** Data provided follows **

PR #340, opened 2018-06-18
add To/FromValue trait to VariantType

vhdirk:
This PR enables wrapping a ```VariantTy(pe)``` in ```Value```

### DIFF
--- a/src/variant_type.rs
+++ b/src/variant_type.rs
@@ -226,15 +226,23 @@ impl SetValue for VariantTy {
 
 impl SetValueOptional for VariantTy {
     unsafe fn set_value_optional(value: &mut Value, this: Option<&Self>) {
-        gobject_ffi::g_value_set_boxed(value.to_glib_none_mut().0, this.to_glib_none().0 as glib_ffi::gpointer)
+        use std::ptr;
+        let p = match this{
+            Some(ref t) => t.to_glib_none().0 as glib_ffi::gpointer,
+            None => ptr::null()
+        };
+        gobject_ffi::g_value_set_boxed(value.to_glib_none_mut().0, p)
     }
 }
 
 impl<'a> FromValueOptional<'a> for &'a VariantTy {
     unsafe fn from_value_optional(value: &'a Value) -> Option<Self> {
         let cvty = gobject_ffi::g_value_get_boxed(value.to_glib_none().0) as *mut glib_ffi::GVariantType;
-        assert!(!cvty.is_null());
-        Some(VariantTy::from_ptr(cvty))
+        if cvty.is_null() {
+            None
+        } else {
+            Some(VariantTy::from_ptr(cvty))
+        }
     }
 }
 
@@ -250,11 +258,16 @@ impl SetValue for VariantType {
     }
 }
 
-// impl SetValueOptional for VariantType {
-//     unsafe fn set_value_optional(value: &mut Value, this: Option<&Self>) {
-//         gobject_ffi::g_value_set_boxed(value.to_glib_none_mut().0, this.to_glib_none().0 as glib_ffi::gpointer)
-//     }
-// }
+impl SetValueOptional for VariantType {
+    unsafe fn set_value_optional(value: &mut Value, this: Option<&Self>) {
+        use std::ptr;
+        let p = match this{
+            Some(ref t) => t.to_glib_none().0 as glib_ffi::gpointer,
+            None => ptr::null()
+        };
+        gobject_ffi::g_value_set_boxed(value.to_glib_none_mut().0, p)
+    }
+}
 
 impl<'a> FromValueOptional<'a> for VariantType {
     unsafe fn from_value_optional(value: &'a Value) -> Option<Self> {
@@ -412,6 +425,9 @@ mod tests {
         let tyv2 = ty1.to_value();
         let ty4 = tyv2.get::<VariantType>().unwrap();
         assert_eq!(ty3, ty4);
+
+        assert_eq!(VariantTy::static_type(), VariantTy::static_type());
+
     }
 
 }
--- a/src/variant_type.rs
+++ b/src/variant_type.rs
@@ -233,7 +233,7 @@ impl SetValueOptional for VariantTy {
 impl<'a> FromValueOptional<'a> for &'a VariantTy {
     unsafe fn from_value_optional(value: &'a Value) -> Option<Self> {
         let cvty = gobject_ffi::g_value_get_boxed(value.to_glib_none().0) as *mut glib_ffi::GVariantType;
-        assert!(cvty.is_null());
+        assert!(!cvty.is_null());
         Some(VariantTy::from_ptr(cvty))
     }
 }
@@ -407,6 +407,11 @@ mod tests {
         let tyv = ty1.to_value();
         let ty2 = tyv.get::<VariantType>().unwrap();
         assert_eq!(ty1, ty2);
+
+        let ty3 = VariantTy::new("*").unwrap();
+        let tyv2 = ty1.to_value();
+        let ty4 = tyv2.get::<VariantType>().unwrap();
+        assert_eq!(ty3, ty4);
     }
 
 }
--- a/src/variant_type.rs
+++ b/src/variant_type.rs
@@ -12,7 +12,7 @@ use std::fmt;
 use std::hash::{Hash, Hasher};
 use std::ops::Deref;
 use std::slice;
-use value::{Value, ToValue, SetValue, FromValueOptional};
+use value::{Value, ToValue, SetValue, FromValueOptional, SetValueOptional};
 use gobject_ffi;
 
 /// Describes `Variant` types.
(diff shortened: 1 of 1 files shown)


GuillaumeGomez:
cc @sdroege @EPashkin

src/variant_type.rs
```diff
@@ -208,6 +213,36 @@ impl ToOwned for VariantTy {
...
+
+impl StaticType for VariantType {
+    fn static_type() -> Type {
+        unsafe { from_glib(glib_ffi::g_variant_type_get_gtype()) }
+    }
+}
+
+impl SetValue for VariantTy {
+    unsafe fn set_value(value: &mut Value, this: &Self) {
+        gobject_ffi::g_value_take_boxed(value.to_glib_none_mut().0, this.to_glib_none().0 as glib_ffi::gpointer)
```
sdroege: Shouldn't this be `set_boxed`? The rust part takes a reference, not ownership of the variant ty

src/variant_type.rs
```diff
@@ -2,6 +2,9 @@
 // See the COPYRIGHT file at the top-level directory of this distribution.
 // Licensed under the MIT license, see the LICENSE file or <http://opensource.org/licenses/MIT>
 
+use libc::{c_void};
```
sdroege: Unneeded {}

src/variant_type.rs
```diff
@@ -208,6 +213,36 @@ impl ToOwned for VariantTy {
...
+
+impl SetValue for VariantTy {
+    unsafe fn set_value(value: &mut Value, this: &Self) {
+        gobject_ffi::g_value_take_boxed(value.to_glib_none_mut().0, this.to_glib_none().0 as glib_ffi::gpointer)
+    }
+}
+
+impl SetValueOptional for VariantTy {
+    unsafe fn set_value_optional(value: &mut Value, this: Option<&Self>) {
+        gobject_ffi::g_value_take_boxed(value.to_glib_none_mut().0, this.to_glib_none().0 as glib_ffi::gpointer)
```
sdroege: Is NULL a valid VariantTy?

vhdirk: Probably not. I guess NULL would be ```"*"```?

sdroege: Needs to be checked in the GLib code, in the implementation of the boxed<->variantty code. Will check tomorrow if nobody else is faster :)

sdroege: It goes into `g_variant_type_copy()`, which says that it must not be `NULL`. So no `SetValueOptional` for both and you can implement `FromValue` for both

src/variant_type.rs
```diff
@@ -208,6 +212,47 @@ impl ToOwned for VariantTy {
...
+impl SetValue for VariantTy {
+    unsafe fn set_value(value: &mut Value, this: &Self) {
+        gobject_ffi::g_value_set_boxed(value.to_glib_none_mut().0, this.to_glib_none().0 as glib_ffi::gpointer)
+    }
+}
+
+impl<'a> FromValueOptional<'a> for &'a VariantTy {
+    unsafe fn from_value_optional(value: &'a Value) -> Option<Self> {
+        let cvty = gobject_ffi::g_value_dup_boxed(value.to_glib_none().0) as *mut glib_ffi::GVariantType;
+        if cvty.is_null() {
```
sdroege: assert for NULL here as it's not allowed

src/variant_type.rs
```diff
@@ -208,6 +212,47 @@ impl ToOwned for VariantTy {
...
+
+impl SetValue for VariantTy {
+    unsafe fn set_value(value: &mut Value, this: &Self) {
+        gobject_ffi::g_value_set_boxed(value.to_glib_none_mut().0, this.to_glib_none().0 as glib_ffi::gpointer)
+    }
+}
+
+impl<'a> FromValueOptional<'a> for &'a VariantTy {
+    unsafe fn from_value_optional(value: &'a Value) -> Option<Self> {
+        let cvty = gobject_ffi::g_value_dup_boxed(value.to_glib_none().0) as *mut glib_ffi::GVariantType;
```
sdroege: You're leaking the memory here, this has to be `get_boxed()`

src/variant_type.rs
```diff
@@ -208,6 +212,47 @@ impl ToOwned for VariantTy {
...
+
+impl SetValue for VariantType {
+    unsafe fn set_value(value: &mut Value, this: &Self) {
+        gobject_ffi::g_value_set_boxed(value.to_glib_none_mut().0, this.to_glib_none().0 as glib_ffi::gpointer)
+    }
+}
+
+impl<'a> FromValueOptional<'a> for VariantType {
+    unsafe fn from_value_optional(value: &'a Value) -> Option<Self> {
+        Option::<VariantType>::from_glib_full(gobject_ffi::g_value_dup_boxed(value.to_glib_none().0) as *mut glib_ffi::GVariantType)
```
sdroege: This should be `from_glib_none()` and `get_boxed()`.

See also this comment in the code from `from_glib_full`:

```rust
impl FromGlibPtrFull<*const glib_ffi::GVariantType> for VariantType {
    unsafe fn from_glib_full(ptr: *const glib_ffi::GVariantType) -> VariantType {
        // Don't assume ownership of a const pointer.
        // A transfer: full annotation on a `const GVariantType*` is likely a bug.
        VariantTy::from_ptr(ptr).to_owned()
    }
}
```

src/variant_type.rs
sdroege: So needed: `StaticType`, `FromValueOptional`, `FromValue` and `SetValue` for both types

vhdirk:
How come a VariantType can't be null? This test seems to tell otherwise? https://gitlab.gnome.org/GNOME/glib/blob/master/gio/tests/actions.c

sdroege:
> How come a VariantType can't be null? This test seems to tell otherwise? https://gitlab.gnome.org/GNOME/glib/blob/master/gio/tests/actions.c

Inside `GValue` it is using `g_variant_type_copy()`, which will assert if `NULL` is passed:
https://gitlab.gnome.org/GNOME/glib/blob/b9aed426d198ccf27078263d982bb247c82ccaee/glib/gvarianttype.c#L330 and https://gitlab.gnome.org/GNOME/glib/blob/b9aed426d198ccf27078263d982bb247c82ccaee/glib/gvarianttype.c#L184-188

That might be a bug on the GLib side though. Do you need it to be `NULL` for anything?

src/variant_type.rs
```diff
@@ -224,14 +224,17 @@ impl SetValue for VariantTy {
...
 impl<'a> FromValueOptional<'a> for &'a VariantTy {
     unsafe fn from_value_optional(value: &'a Value) -> Option<Self> {
-        let cvty = gobject_ffi::g_value_dup_boxed(value.to_glib_none().0) as *mut glib_ffi::GVariantType;
-        if cvty.is_null() {
-            None
-        } else {
-            Some(VariantTy::from_ptr(cvty))
-        }
+        let cvty = gobject_ffi::g_value_get_boxed(value.to_glib_none().0) as *mut glib_ffi::GVariantType;
+        assert!(cvty.is_null());
```
sdroege: This is missing a negation. You want to assert that it is not `NULL`

vhdirk:
> That might be a bug on the GLib side though. Do you need it to be NULL for anything?

Not necessarily. Only for aping SimpleAction

sdroege:
> > That might be a bug on the GLib side though. Do you need it to be NULL for anything?
> 
> Not necessarily. Only for aping SimpleAction

How does it work in `SimpleAction` (why does it not run into these assertions?), what are the `NULL` types used for exactly?

vhdirk:
The docs of SimpleAction state:
> The type of the parameter that must be given when activating the action.

I've never used GAction before, so I'm not sure what that means. And my rust version of SimpleAction is still panicking somewhere without a clear trace...

vhdirk:
More from the docs

> Since GLib 2.40, if no handler is connected to this signal then the default behaviour for boolean-stated actions with a NULL parameter type is to toggle them via the “change-state” signal.

sdroege:
That hints at a bug in GLib then, that clearly says that `NULL` types are expected behaviour... but running `g_boxed_copy()` on such `GValue`s (as from the signals) would assert. Can you file a bug against GLib about that?

vhdirk:
From what I can tell, it is not so much GValueType that is not nullable, rather the type string itself?

sdroege:
> From what I can tell, it is not so much GValueType that is not nullable, rather the type string itself?

I'm not sure what you mean with this. `GVariantType` seems to be possible to be `NULL` in various contexts, just not when stored in a `GValue` (but `GSimpleAction` seems to use it as such nonetheless).

vhdirk:
Looking at the implementation of ```g_variant_type_copy```, I think the documentation is wrong.

```
GVariantType *
g_variant_type_copy (const GVariantType *type)
{
  gsize length;
  gchar *new;

  g_return_val_if_fail (g_variant_type_check (type), NULL);

  <snip>
}
```

There's no assertion here. It will just return another null pointer when you provide it a null pointer.

sdroege:
> g_return_val_if_fail (g_variant_type_check (type), NULL);

This is an assertion (it will return `FALSE` for `NULL`)

vhdirk:
Are you sure?

According to the docs:
```
#define             g_return_val_if_fail(expr,val)
```
It will return ```val``` if ```expr``` evaluates to ```FALSE```.

So in this case, it will return ```NULL``` when ```g_variant_type_check(type)``` returns ```FALSE```. Which is the case when ```type``` is ```NULL``` to begin with.

sdroege:
It's only to be used as a guard against programming mistakes. It's an assertion, but not taking down your application unless yet set `G_DEBUG=fatal_criticals`. It causes a `g_critical()` warning, which is also printed on stderr.

vhdirk:
Ah, I though that was just a shorthand.  So yeah, this is a bug in glib then.

sdroege:
> Ah, I though that was just a shorthand. So yeah, this is a bug in glib then.

Lovely :) Not sure what we can do about that, need a workaround until a new GLib version arrives. But your code making it nullable is correct then, just GLib isn't correct.

sdroege:
I would suggest to file a bug there and go ahead with your implementation. It will not cause unsafety, it only causes ugly warnings on the terminal and those are GLib's problem

src/variant_type.rs
```diff
@@ -208,6 +212,56 @@ impl ToOwned for VariantTy {
...
+    }
+}
+
+impl SetValue for VariantType {
+    unsafe fn set_value(value: &mut Value, this: &Self) {
+        gobject_ffi::g_value_set_boxed(value.to_glib_none_mut().0, this.to_glib_none().0 as glib_ffi::gpointer)
+    }
+}
+
+// impl SetValueOptional for VariantType {
```
sdroege: You can include this one now :)

vhdirk:
I'll create the glib bug report soon.

vhdirk:
https://gitlab.gnome.org/GNOME/glib/issues/1427

sdroege:
@GuillaumeGomez Let's get this in then?

GuillaumeGomez:
Yes! Thanks @vhdirk!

** End of Data provided **

> [What the task asks]:
All lines above that contain the word "such" are to be copied.

> [Result]:
That hints at a bug in GLib then, that clearly says that `NULL` types are expected behaviour... but running `g_boxed_copy()` on such `GValue`s (as from the signals) would assert. Can you file a bug against GLib about that?
I'm not sure what you mean with this. `GVariantType` seems to be possible to be `NULL` in various contexts, just not when stored in a `GValue` (but `GSimpleAction` seems to use it as such nonetheless).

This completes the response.